Ute Lemper, Berklee Performance Center, March 10, 2007
By MICHAEL FREEDBERG | March 12, 2007
Watching Ute Lemper at the Berklee Performance Center last Saturday sing the music of Bertolt Brecht and Kurt Weill with a gritty, almost mannish power — think Marlene Dietrich in a tuxedo — I imagined myself the dada-minded Count Harry Kessler strolling down the Ku’damm in 1920s Berlin and enjoying the “lust and anarchy of Weimar,” as Lemper puts it. If Lemper’s guttural outcries draw deeply from the work of Edith Piaf, who made her mark during the succeeding generation, so that her performances sound like redesigns rather than re-creations of those cabaret songs, that too appealed to the Kessler in me: why not sing the past as if it were the future and not the past?
Blonde and fair-skinned, slender as a fawn, Lemper seemed to draw her steamhammer contralto from elsewhere, as if she were a ventriloquist’s dummy. And yet she conquered whatever strings were being pulled, with potent extended notes, high trills, loud insatiable screams, and a broad brush of burlesque. She not only sang but also made bawdy, endearing fun of what she sang. Being bawdy with what one truly loves was an emblem of Kessler’s Berlin, of its bourgeois madness, its kink. Lemper introduced several songs by reminding the audience of those kinky figures: Dietrich as Lola at the Blue Angel in the film of the same name, the professor (Emil Jannings) “obsessed with German women,” as she put it, Brecht “the successful Marxist,” Weill the “German Jewish composer.”

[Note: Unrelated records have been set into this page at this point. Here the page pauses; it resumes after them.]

PR #637, opened 2021-11-03
Mazgaba haymanot

DariaElagina:


DenisNosnitsin1970 (changes requested):
I would suggest to quote incipit/explicit, after edition or a manuscript.

DariaElagina:
Thank you, @DenisNosnitsin1970 ! I will keep this in mind for a future pull request since I do not have access to the edition or a digitized manuscript with the work now. I only have a short excerpt transcribed by Wright, but I think that in the presence of an edition, we should rather tend to use the edition.

thea-m (approved):

PR #648, opened 2021-12-18
Lit6513 nagar

MarcinKrawczuk:


new/LIT6513Nagar.xml
```diff
@@ -57,6 +58,13 @@ type="application/xml" schematypens="http://purl.oclc.org/dsdl/schematron"?>
                 <listRelation>
                     <relation name="saws:isAttributedToAuthor" active="LIT6513Nagar" passive="PRS7104Minas"/>
                 </listRelation>
```
eu-genia, line 60: add the about relation to the keyword "Masqal" (feast) and possibly also "TrueCross" (the actual cross found)

eu-genia (changes requested):

new/LIT6513Nagar.xml
MarcinKrawczuk: Can you please explain, keywords, do you mean this: https://betamasaheft.eu/authority-files/TrueCross/main? But there's no record number here.

eu-genia: You do not need the record number, simply the keyword (passive="Masqal", passive="TrueCross")

eu-genia (approved):

PR #679, opened 2022-01-28
Create LIT6553SacerPrayers.xml

DenisNosnitsin1970:
New record

### DIFF
--- a/new/LIT6553SacerPrayers.xml
+++ b/new/LIT6553SacerPrayers.xml
@@ -6,6 +6,8 @@ type="application/xml" schematypens="http://purl.oclc.org/dsdl/schematron"?>
         <fileDesc>
             <titleStmt>
                 <title xml:id="t1" type="main" xml:lang="en">Sacerdotal prayers for the Divine Office</title>
+                <title xml:id="t2" xml:lang="en">Daily prayers</title>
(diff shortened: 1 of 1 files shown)


thea-m (changes requested):
Could you maybe add the bibliographic reference from which the designation is taken (Velat, I bleieve)?

eu-genia:
Agree, maybe adding to the abstract "referred to as priéres sacerdotales in `<bibl><ptr target="bm:Velat1966MeerafTrad"/><citedRange>161</citedRange></bibl>`" could be helpful to understand the term; one could also add other terms if such were used somewhere (how does Habtemichael call them, if he groups them at all?)

DenisNosnitsin1970:
The appearance of Velat in the discussion above is accidental. The major issue is the way of  classifying the content of "Mashafa qeddase" into three main parts (Daily prayers; Ser'ata qeddase; Anaphoras). I followed the practice of Getatchew Haile who grouped the mentioned items together; he called them like this, but only in the EMML I (I can certainly mention him in the bibliography; later in the same volume and futher he changed to somewhat ambiguous but economic "Office prayers"). Some catalogues do group the items together (Wright) using various designations (I would prefer that way), some treat them separately (VOHD, four parts, or others).

DenisNosnitsin1970:
Well, formally the author of EMML I was Macomber :)

PR #690, opened 2022-02-10
Solomon2022

sologebre:


new/LIT6557Mashafat.xml
```diff
@@ -0,0 +1,55 @@
+<?xml-model href="https://raw.githubusercontent.com/BetaMasaheft/schema/master/tei-betamesaheft.rng" 
+schematypens="http://relaxng.org/ns/structure/1.0"?><?xml-model href="https://raw.githubusercontent.com/BetaMasaheft/schema/master/tei-betamesaheft.rng" 
+type="application/xml" schematypens="http://purl.oclc.org/dsdl/schematron"?>
+<TEI xmlns="http://www.tei-c.org/ns/1.0" xml:id="LIT6557Mashafat" xml:lang="en" type="work">
+    <teiHeader>
+        <fileDesc>
+            <titleStmt>
+                <title xml:lang="gez" xml:id="t1">Maṣḥafa tārik</title>
```
thea-m, line 8: Could you also add the title in fidal?

new/LIT6557Mashafat.xml
```diff
@@ -0,0 +1,55 @@
...
+                <language ident="gez">Gǝʿǝz</language>
+            </langUsage>
+        </profileDesc>
+        <revisionDesc>
+            <change who="SG" when="2022-02-07">Created entity</change>
+        </revisionDesc>
+    </teiHeader>
+    <text>
+        <body>
+            <div type="bibliography"/><!---->
```
thea-m, line 52: It would be good to add at least the incipit and explicit, and possibly an abstract briefly summarising the content. And in the case of this lengthy work, maybe some subdivision into the major parts (if they can be identified) might also be useful. The normal users of BM will not have access to the manuscript description for a long time, so any information that disambiguates this work will be very useful.

thea-m (changes requested):
Thank you, Solomon! Technically everything is fine, but it would be extremely useful if you could possibly elaborate this record a little bit.

new/LIT6557Mashafat.xml
sologebre: Thank you, Dorothea!

new/LIT6557Mashafat.xml
```diff
@@ -49,7 +54,30 @@ type="application/xml" schematypens="http://purl.oclc.org/dsdl/schematron"?>
     </teiHeader>
     <text>
         <body>
-            <div type="bibliography"/><!---->
+<div type="edition">
```
thea-m, line 57: I think that there are a few small problems here with the nesting of textparts. Do I understand it correctly, that the text is divided in the parts "Genealogyofkings", "GenealogyofMary", "GenealogyofEthiopiankings", and "LIT6568YanagastatKebr", and that you give the incipit for each of these textparts? If so, each of these textparts should be their own  `<div type="textpart">` and then contain a further  `<div type="textpart" subtype="incipit">` in which the incipit should be encoded. But maybe I misunderstood.

thea-m (changes requested):
Thank you! Sorry for the late reaction. These seem really interesting!

eu-genia:
it would be nice if work records when created are also merged for everyone to know that they are there, could you please finalize the PR? thank you!

thea-m:
I will continue to work on this.

eu-genia:
@thea-m can you maybe fix the conflicts and merge this? thank you

thea-m:
If it's alright, I will deal with this when I come back in December :)

thea-m:
https://github.com/BetaMasaheft/Works/pull/1342

PR #697, opened 2022-02-18
Works in bdlaethg33

MassimoVilla:
Here come three new work records from MS g.33


thea-m (changes requested):
Thank you! Would it be possible to add the explicits as well? I know it takes time, but I find them really useful for identifying texts, and people will have to wait a long time for the manuscript descriptions.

She also talked of her days in 1980s Berlin rehearsing near the Wall and of enduring the “10,260 days and 10,260 nights of the Wall” with only her 60-year-old music to sustain her. Many in her audience, middle-aged to elderly, could identify with all those decades, and, in her reinvention of Weimar music (and of Jacques Brel and also the 1940 hit song “Lili Marleen”), could imagine how it all might have been had the Kesslers of Europe ruled destiny rather than the killers.